Starting at the first line of the listing below and ending at the line with "Idea is for", copy each line exactly.
________________________________________
PR #125, opened 2016-02-24
Let Swrve use app's own GCM registrationId token

Nilhcem:
Idea is for an app that already uses GCM to send its own GCM registrationId token to Swrve instead of letting Swrve do the GCM registration and have its own token.

When initializing Swrve, an app should call the following:

``` java
SwrveConfig config = new SwrveConfig();
config.provideOwnGcmRegistrationId();
SwrveSDK.createInstance(context, APP_ID, API_KEY, config);
```

Then, the app must handle the GCM registration on its own (with `InstanceID.getInstance(context).getToken()`) and send the received token to Swrve with:

``` java
SwrveSDK.setGcmRegistrationId(registrationId);
```

The app should, of course, keep the `SwrveGcmIntentService` defined in its `AndroidManifest.xml`, and also have the `SwrveIdentifyPushesBroadcastListener` (as specified in your documentation). The `SwrveGcmInstanceIDListenerService` is no longer necessary, as it is the app's responsibility to deal with expired tokens and send back the new one to Swrve with `SwrveSDK.setGcmRegistrationId(registrationId);`.
### Why this PR?

We had some concurrency issues with GCM registrations: When our app is started (first launch), it registers to GCM, but Swrve also does this similar process. We noticed that, when two GCM registrations (even with different SENDER_ID) are done at the same time, the tokens we received are usually invalid (their status is "NotRegistered). When doing the 2 GCM registrations sequentially (e.g. when using some breakpoints to slow down the registration process making sure Swrve receives its token, then our app), the tokens are valid.
We did not modify the code, only slowed down the registration process.

Here, we only want only our app to perform the GCM registration, not Swrve. When the gcm registration succeeds, we send you our registration token.

We don't have GCM issues anymore when using this modified version of Swrve.

### DIFF
--- a/SwrveSDK/src/google/java/com/swrve/sdk/ISwrve.java
+++ b/SwrveSDK/src/google/java/com/swrve/sdk/ISwrve.java
@@ -19,4 +19,6 @@ public interface ISwrve extends ISwrveBase<ISwrve, SwrveConfig> {
     void processIntent(Intent intent);
 
     void onTokenRefreshed();
+
+    void setRegistrationId(String gcmRegistrationId);
 }
--- a/SwrveSDK/src/google/java/com/swrve/sdk/Swrve.java
+++ b/SwrveSDK/src/google/java/com/swrve/sdk/Swrve.java
@@ -36,6 +36,7 @@ public class Swrve extends SwrveBase<ISwrve, SwrveConfig> implements ISwrve {
         super(context, appId, apiKey, config);
     }
 
+    @Override
     public void onTokenRefreshed() {
         registerInBackground(getContext());
     }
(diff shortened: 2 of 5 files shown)


Sergio-Mira:
Thanks @Nilhcem for letting us know of those issues! We'll have a look and schedule it for an upcoming release

Nilhcem:
Thanks :+1:

Sergio-Mira:
We've added similar changes to these in our latest SDK 4.7:
`config.setPushRegistrationAutomatic(false);`
and then:
`SwrveSDK.setRegistrationId(registrationId);`
Let us know how it goes and reopen the issue if needed!

PR #134, opened 2016-03-07
11668_curved_button_units

dominicmarmionswrve:
https://swrvedev.jira.com/browse/SWRVE-11668

@adam-govan @Sergio-Mira

### DIFF
--- a/SwrveConversationSDK/src/main/java/com/swrve/sdk/conversations/ui/ConversationButton.java
+++ b/SwrveConversationSDK/src/main/java/com/swrve/sdk/conversations/ui/ConversationButton.java
@@ -3,6 +3,7 @@ package com.swrve.sdk.conversations.ui;
 import android.annotation.SuppressLint;
 import android.content.Context;
 import android.content.res.ColorStateList;
+import android.content.res.TypedArray;
 import android.graphics.Color;
 import android.graphics.Paint;
 import android.graphics.RectF;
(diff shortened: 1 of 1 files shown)


SwrveConversationSDK/src/main/java/com/swrve/sdk/conversations/ui/ConversationButton.java
```diff
@@ -39,10 +41,20 @@ public ConversationButton(Context context, ButtonControl model, int defStyle) {
         setEllipsize(TextUtils.TruncateAt.END);
     }
 
-    private void initBorderRadius() {
-        if(model.getBorderRadius() != null) {
-            borderRadius = Float.parseFloat(model.getBorderRadius());
-            // TODO convert from percent to correct units SWRVE-11668
+    private void initBorderRadius(Context context) {
+        if (model.getBorderRadius() != null) {
```
Sergio-Mira, line 45: Could we wrap this in a try catch and default to 0?

Sergio-Mira:
:rocket:

SwrveConversationSDK/src/main/java/com/swrve/sdk/conversations/ui/ConversationButton.java
dominicmarmionswrve, line 45: It is already wrapped in a try/catch in ConversationFragment:
https://github.com/Swrve/swrve-android-sdk/blob/release-4_3/SwrveConversationSDK/src/main/java/com/swrve/sdk/conversations/ui/ConversationFragment.java#L146-L157

If an exception occurs then the conversation is not shown, which we could argue is better than giving a default.

Sergio-Mira, line 45: Sounds good

PR #141, opened 2016-03-15
convert height of button to pixels and max radius is half that

dominicmarmionswrve:
convert height of button to pixels and max radius is half that

https://swrvedev.jira.com/browse/SWRVE-11668

@Sergio-Mira

### DIFF
--- a/SwrveSDKCommon/src/main/java/com/swrve/sdk/SwrveHelper.java
+++ b/SwrveSDKCommon/src/main/java/com/swrve/sdk/SwrveHelper.java
@@ -1,8 +1,10 @@
 package com.swrve.sdk;
 
+import android.content.Context;
 import android.os.Build;
 import android.util.Base64;
-import com.swrve.sdk.SwrveLogger;
+import android.util.DisplayMetrics;
+import android.util.TypedValue;
 
 import org.json.JSONException;
 import org.json.JSONObject;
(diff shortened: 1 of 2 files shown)


SwrveSDKCommon/src/main/java/com/swrve/sdk/SwrveHelper.java
```diff
@@ -201,4 +203,10 @@ public static boolean hasFileAccess(String filePath) {
             return false;
         }
     }
+
+    public static float convertDipToPixels(Context context, float dipValue) {
+        DisplayMetrics metrics = context.getResources().getDisplayMetrics();
+        float pixelValue = TypedValue.applyDimension(TypedValue.COMPLEX_UNIT_DIP, dipValue, metrics);
```
Sergio-Mira, line 209:
~~~ you can do return here directly

Sergio-Mira:
:rocket: !

SwrveSDKCommon/src/main/java/com/swrve/sdk/SwrveHelper.java
dominicmarmionswrve, line 209: I like to return a variable value so I can breakpoint at the return and see exactly the value that is being returned. Otherwise if you breakpoint at a return expression, you have to evaluate it.

PR #144, opened 2016-03-17
added getRegistrationId and made it public

artemtarassov:
getRegistrationId was present but to accessible from SwrveSDK. the access to this function is often required in order to work with the deviceToken for push notifications (e.g. by third party services).

### DIFF
--- a/SwrveSDK/src/google/java/com/swrve/sdk/ISwrve.java
+++ b/SwrveSDK/src/google/java/com/swrve/sdk/ISwrve.java
@@ -19,4 +19,6 @@ public interface ISwrve extends ISwrveBase<ISwrve, SwrveConfig> {
     void processIntent(Intent intent);
 
     void onTokenRefreshed();
+    
+    String getRegistrationId() ;
 }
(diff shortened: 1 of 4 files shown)


Sergio-Mira:
Thanks @artemtarassov Is the use-case that you want to register the token with the Swrve SDK and notify other third parties of that same token?
Unfortunately it is an async process, so it would also require a way to notify you that the value is ready.
We'll have a look into it

artemtarassov:
@Sergio-Mira basically this is the use-case. for example the Helpshift SDK requires the deviceToken to be present. regarding the asynch process, it would be great to come up with something like SwrveSDK.setDeviceTokenListener(...).

Sergio-Mira:
Our latest GCM SDK 4.7 allows it to start without querying for a registration id and there is a new method called setRegistrationId that lets you set the reg id to be used when sending pushes. We hope that solves the problems when integrating with other SDKs by setting their token to our SDK.

Let us know how it goes and reopen the issue if needed!

PR #146, opened 2016-03-17
[android] 11915 Remove printouts, and try/catch with error logging within close()

seaders:


seaders:
Rocket here too, @Sergio-Mira ?

Sergio-Mira:
:rocket:  (this has to be removed once we get stability back)

PR #153, opened 2016-03-24
Removed setLayerType, just was hiding the text.

dominicmarmionswrve:
Conversation text disappeared with this change. Removing it so its back to original state,
@Sergio-Mira please


Sergio-Mira:
:rocket:

adam-govan:
:rocket: :+1:

seaders:
late to the party, but I wanna rocket too.

:rocket:

PR #158, opened 2016-04-01
Moved the deeplinking to main Swrve sdk so metrics get processed

dominicmarmionswrve:
- Deeplinking occurs in main swrve sdk as opposed to gcmhandler
- Tidied up processIntent for gcm with additional logcats
- Moved methods from ActionBehaviours to common area SwrveIntentHelper

https://swrvedev.jira.com/browse/SWRVE-11961

@Sergio-Mira please


Sergio-Mira:
:rocket:

PR #162, opened 2016-04-14
12246 Added gson parsing of new triggers

dominicmarmionswrve:
https://swrvedev.jira.com/browse/SWRVE-12246

Added gson parsing of triggers

@Sergio-Mira @seaders @adam-govan


Sergio-Mira:
:rocket:

PR #165, opened 2016-04-19
12246 - updated with new json syntax for trigger conditions

dominicmarmionswrve:
https://swrvedev.jira.com/browse/SWRVE-12246

@Sergio-Mira please


Sergio-Mira:
🚀

PR #168, opened 2016-04-21
Shutdown one-task executors when tasks are finished

silin:
There is a very big problem with leaked threads in all versions of SWRVE including latest.
**Please, pay attention on this critical issue, because it affects all apps that use Swrve worldwide and easily reproducible on any devices.** Depending on client app and how it uses Swrve it can lead to OOM and ANR errors.
The problem in leaked threads. Here is example (I used Swrve demo app to reproduce it).
1. Open demo app 
2. Open DDMS and Threads tab
3. Observe
   demo_initial_start_threads
   Here you can see all threads that are used by the app. I made some investigation and added description for threads without names. All of them are from Swrve. Ok, this info is needed just as a starting point
4. Press HOME button and move app to background. Restore app from background. Repeat several times. I repeated this about 10-20 times to get following screen. In client apps you do not need these wierd steps, I just use them, because demo app has only one screen. For all other client apps things are event worst, because it happens on opening/closing every screen.
   demo_after_some_time
   As you can see we have much more threads in waiting state. I investigated Swrve internals and can make you sure that all of them will not be closed. So as a result on the number of such threads can grow indefinitely. On every screen opening Swrve adds 2-3 new threads to this list. So **every app that use Swrve affected**. Moreover, most interested in any app users are affected more than others, because they use the app more intensively and use same app process longer. As a result they have a huge probability to face OOM or ANR when the list of such threads consume almost all available memory. 
   In case of our app in some cases (when user use it several hours in a row) it is possible to have **thousands** of such waiting threads.

After investigation I found that Swrve use thread executors not very correctly in some cases. 
In a few words executors are not shutdowned, when the only task for what they are created is finished. And in this case such executors just wait for a new task indefinitely. But it is also caused by the fact that Swrve create new instance of such executors every time.

In my fix I just shutdown executors that are already finished their job (because next time for this task a new instance will be created). Also I verified that all tasks are still executed and Swrve works correctly after applying my changes.
Here is a result after same steps:
demo_after_fix

As you can see no more zomby threads in a list. They appear only for a short time and then dissappear from the list as they should do

### DIFF
--- a/SwrveSDK/src/main/java/com/swrve/sdk/SwrveImp.java
+++ b/SwrveSDK/src/main/java/com/swrve/sdk/SwrveImp.java
@@ -738,11 +738,12 @@ abstract class SwrveImp<T, C extends SwrveConfigBase> {
      * Ensure that after SwrveConfig.autoShowMessagesMaxDelay milliseconds autoshow is disabled
      */
     protected void disableAutoShowAfterDelay() {
-        ScheduledExecutorService timedService = Executors.newSingleThreadScheduledExecutor();
+        final ScheduledExecutorService timedService = Executors.newSingleThreadScheduledExecutor();
         timedService.schedule(new Runnable() {
             @Override
             public void run() {
                 autoShowMessagesEnabled = false;
+                timedService.shutdownNow();
             }
         }, config.getAutoShowMessagesMaxDelay(), TimeUnit.MILLISECONDS);
     }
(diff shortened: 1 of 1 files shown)


Sergio-Mira:
Thanks @silin for the super explanation! We'll include your changes in the next upcoming release and add a note for reviews to make sure we close any new executor.

Sergio-Mira:
I've targeted the upcoming 4.4 here https://github.com/Swrve/swrve-android-sdk/pull/176 (and removed the shutdown from the scheduled executor, as the task inside itself is recurring and it is stopped with the app or when a new timer is created)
________________________________________
RESPONSE
PR #125, opened 2016-02-24
Let Swrve use app's own GCM registrationId token

Nilhcem:
Idea is for an app that already uses GCM to send its own GCM registrationId token to Swrve instead of letting Swrve do the GCM registration and have its own token.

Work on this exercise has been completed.